EXERCISE
Pull each line with the string "will" from the entries.

[Saved data entries]
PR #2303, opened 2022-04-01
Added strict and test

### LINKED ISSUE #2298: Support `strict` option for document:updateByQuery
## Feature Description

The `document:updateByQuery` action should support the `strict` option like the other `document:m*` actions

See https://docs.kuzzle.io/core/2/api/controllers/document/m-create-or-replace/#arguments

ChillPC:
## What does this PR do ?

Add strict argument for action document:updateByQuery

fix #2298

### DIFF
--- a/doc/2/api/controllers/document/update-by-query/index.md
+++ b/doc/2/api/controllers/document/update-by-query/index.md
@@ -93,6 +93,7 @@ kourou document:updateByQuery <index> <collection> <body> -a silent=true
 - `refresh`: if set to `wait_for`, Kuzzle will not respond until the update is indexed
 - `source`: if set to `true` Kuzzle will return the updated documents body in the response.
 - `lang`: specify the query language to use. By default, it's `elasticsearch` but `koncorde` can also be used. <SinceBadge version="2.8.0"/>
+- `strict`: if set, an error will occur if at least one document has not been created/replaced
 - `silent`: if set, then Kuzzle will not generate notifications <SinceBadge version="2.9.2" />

ANSWER SPACE
 - `refresh`: if set to `wait_for`, Kuzzle will not respond until the update is indexed
 - `source`: if set to `true` Kuzzle will return the updated documents body in the response.
+- `strict`: if set, an error will occur if at least one document has not been created/replaced
 - `silent`: if set, then Kuzzle will not generate notifications <SinceBadge version="2.9.2" />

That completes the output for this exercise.